A reduction in ALA-D enzyme activity in the liver was also found in groups treated with Met and/or MetO. The ALA-D enzyme catalyzes the second reaction in the heme biosynthesis pathway and is expressed in all tissues, but is more common in the liver. In contrast to the results of Soares et al. (2017), a reduction in the activity of ALA-D was observed, and this can lead to the development of signs and symptoms of typical hepatic porphyria, a condition that is detected in other inborn errors of metabolism such as type 1 tyrosinemia (Fujita et al., 1995; Kelada et al., 2001). ALA-D activity can be reduced in the presence of oxidizing agents, such as free radicals, and this reduction can lead to pathological consequences with damage to the heme biosynthesis route, accumulation of its substrate in the blood, and overproduction of ROS (Fujita et al., 1995; Kelada et al., 2001).

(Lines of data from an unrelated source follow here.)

PR #157, opened 2019-03-28
Port splitCheckRun of worker, step 1

xiaobogaga:
@coocood PTAL, thanks.

### DIFF
--- a/tikv/raftstore/coprocessor.go
+++ b/tikv/raftstore/coprocessor.go
@@ -21,16 +21,27 @@ type observerContext struct {
 	bypass bool
 }
 
+/// splitChecker is invoked during a split check scan, and decides to use
+/// which keys to split a region.
 type splitChecker interface {
+
+	/// onKv is a hook called for every kv scanned during split.
+	/// Return true to abort scan early.
 	onKv(_ *observerContext, _ splitCheckKeyEntry) bool
+
+	/// splitKeys returns the desired split keys.
 	splitKeys() [][]byte
+
+	/// approximateSplitKeys returns the split keys without scan.
 	approximateSplitKeys(_ *metapb.Region, _ *badger.DB) ([][]byte, error)
+
+	/// policy returns the policy.
 	policy() pdpb.CheckPolicy
 }
 
 type splitCheckerHost struct {
 	autoSplit bool
-	checkers  []*splitChecker
+	checkers  []splitChecker
 }
 
 func (spCheckerHost *splitCheckerHost) skip() bool {
@@ -38,7 +49,7 @@ func (spCheckerHost *splitCheckerHost) skip() bool {
 	return false
 }
 
-func (spCheckerHost *splitCheckerHost) onKv() bool {
+func (spCheckerHost *splitCheckerHost) onKv(observerCtx *observerContext, spCheKeyEntry splitCheckKeyEntry) bool {
 	// Todo: currently it is a place holder
 	return false
 }
@@ -48,7 +59,7 @@ func (spCheckerHost *splitCheckerHost) splitKeys() [][]byte {
 	return nil
 }
 
-func (spCheckerHost *splitCheckerHost) approximateSplitKeys(_ *metapb.Region, _ *badger.DB) ([][]byte, error) {
+func (spCheckerHost *splitCheckerHost) approximateSplitKeys(region *metapb.Region, db *badger.DB) ([][]byte, error) {
 	// Todo: currently it is a place holder
 	return nil, nil
 }
--- a/tikv/raftstore/coprocessor.go
+++ b/tikv/raftstore/coprocessor.go
@@ -1,7 +1,9 @@
 package raftstore
 
 import (
+	"github.com/coocood/badger"
 	"github.com/pingcap/kvproto/pkg/metapb"
+	"github.com/pingcap/kvproto/pkg/pdpb"
 	"github.com/pingcap/kvproto/pkg/raft_cmdpb"
 	"github.com/zhangjinpeng1987/raft"
 )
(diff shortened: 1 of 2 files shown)


tikv/raftstore/worker.go
```diff
@@ -180,14 +182,80 @@ func newWorker(name string, wg *sync.WaitGroup) *worker {
...
 func (r *splitCheckRunner) run(t task) {
-	// TODO: stub
+	spCheckTask := t.data.(*splitCheckTask)
+	region := spCheckTask.region
+	regionId := region.Id
+	startKey := EncStartKey(region)
+	endKey := EncEndKey(region)
+	log.Debugf("executing task: [regionId: %d, startKey: %s, endKey: %s]", regionId,
+		hex.EncodeToString(startKey), hex.EncodeToString(endKey))
+	/// todo, a metrics method ignored here.
```
coocood: We can remove those metrics todos.

tikv/raftstore/worker.go
```diff
@@ -180,14 +182,80 @@ func newWorker(name string, wg *sync.WaitGroup) *worker {
...
+	host := r.coprocessorHost.newSplitCheckerHost(region, r.engine, spCheckTask.autoSplit,
+		spCheckTask.policy)
+	if host.skip() {
+		log.Debugf("skip split check, [regionId : %d]", regionId)
```
coocood: missing `return`.

tikv/raftstore/worker.go
```diff
@@ -180,14 +182,80 @@ func newWorker(name string, wg *sync.WaitGroup) *worker {
...
+		keys, err = host.approximateSplitKeys(region, r.engine)
+		if err == nil {
+			for i, k := range keys {
+				keys[i] = OriginKey(k)
+			}
+			break
+		}
+		log.Errorf("failed to get approximate split key, try scan way: [regionId: %d, err : %v]",
+			regionId, err)
+		fallthrough
```
coocood: Use `fallthrough` does avoid some duplicated code.
But we rarely use fallthough, it makes the logic more tangled, harder to read.

tikv/raftstore/worker.go
```diff
@@ -180,14 +182,80 @@ func newWorker(name string, wg *sync.WaitGroup) *worker {
...
+	var keys [][]byte
+	var err error
+	switch host.policy() {
+	case pdpb.CheckPolicy_APPROXIMATE:
+		keys, err = host.approximateSplitKeys(region, r.engine)
+		if err == nil {
+			for i, k := range keys {
+				keys[i] = OriginKey(k)
+			}
+			break
```
coocood: We rarely use `break` to break `switch` case, use `else` here is better.

tikv/raftstore/worker.go
```diff
@@ -180,14 +182,80 @@ func newWorker(name string, wg *sync.WaitGroup) *worker {
...
+			regionId, err)
+		fallthrough
+	case pdpb.CheckPolicy_SCAN:
+		keys, err = r.scanSplitKeys(host, region, startKey, endKey)
+		if err != nil {
+			log.Errorf("failed to scan split key: [regionId: %d, err: %v]", regionId, err)
+			return
+		}
+	}
+	if keys != nil && len(keys) != 0 {
```
coocood: It's safe to call `len(keys)` even if keys is nil.

tikv/raftstore/coprocessor.go
```diff
@@ -14,6 +16,48 @@ const (
...
+type splitChecker interface {
+	onKv(_ *observerContext, _ splitCheckKeyEntry) bool
+	splitKeys() [][]byte
+	approximateSplitKeys(_ *metapb.Region, _ *badger.DB) ([][]byte, error)
+	policy() pdpb.CheckPolicy
+}
+
+type splitCheckerHost struct {
+	autoSplit bool
+	checkers  []*splitChecker
```
coocood: Never use pointer for interface types.

tikv/raftstore/coprocessor.go
```diff
@@ -14,6 +16,48 @@ const (
...
+}
+
+func (spCheckerHost *splitCheckerHost) skip() bool {
+	//Todo, currently it is a place holder
+	return false
+}
+
+func (spCheckerHost *splitCheckerHost) onKv() bool {
```
coocood: missing arguments.

tikv/raftstore/coprocessor.go
```diff
@@ -14,6 +16,48 @@ const (
 	RegionChangeEvent_Destroy
 )
 
+type observerContext struct {
+	region *metapb.Region
+	bypass bool
+}
+
+type splitChecker interface {
```
coocood: We also need to port comments.

xiaobogaga: ok

tikv/raftstore/coprocessor.go
xiaobogaga: sorry

tikv/raftstore/coprocessor.go
xiaobogaga: yes

tikv/raftstore/worker.go
xiaobogaga: yes

tikv/raftstore/worker.go
xiaobogaga: sorry, I would fix this

tikv/raftstore/worker.go
xiaobogaga: ok, thanks

coocood:
LGTM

Finally, we also demonstrated that Met and/or MetO induces an increase in the production of ROS, a reduction in the levels of total thiol content, and a reduction in CAT activity. In contrast, SOD activity was significantly increased in the MetO and Met + MetO groups. The increase in SOD activity can be a compensatory mechanism for the high ROS production. However, it can be postulated that even with increased SOD enzyme activity, damage to the SH groups still occurs. Furthermore, knowing that SOD is responsible for the dismutation of the superoxide anion to hydrogen peroxide, another possible conclusion is that oxidative damage in the kidney is caused by the accumulation of hydrogen peroxide, since there is an increased production of this substance, and a reduction in detoxification caused by CAT inhibition.
The data found in the present study corroborate and complement the previous findings of the literature demonstrating that high doses of Met and/or MetO, similar to those found in patients with hypermethioninemia, can be extremely harmful to several organs, particularly the brain, liver, and kidney (Soares 2020b; Soares et al., 2017; Stefanello et al., 2009). In addition, it should be noted that one of the possible intensifiers of this damage is the presence of MetO, since this metabolite can not only cause damage itself, but is able to form other metabolites with even greater toxic potential, such as methionine sulfone and homocysteic acid. Another interesting point is that the oxidative damage caused by experimental hypermethioninemia in isolated brain structures remains when the total brain is evaluated. Finally, the importance of investigating the possible pathophysiological mechanisms of hypermethioninemia in several experimental models is highlighted, with the purposes of expanding our knowledge on this pathology and determining how high doses of amino acids act in different conditions and biological models.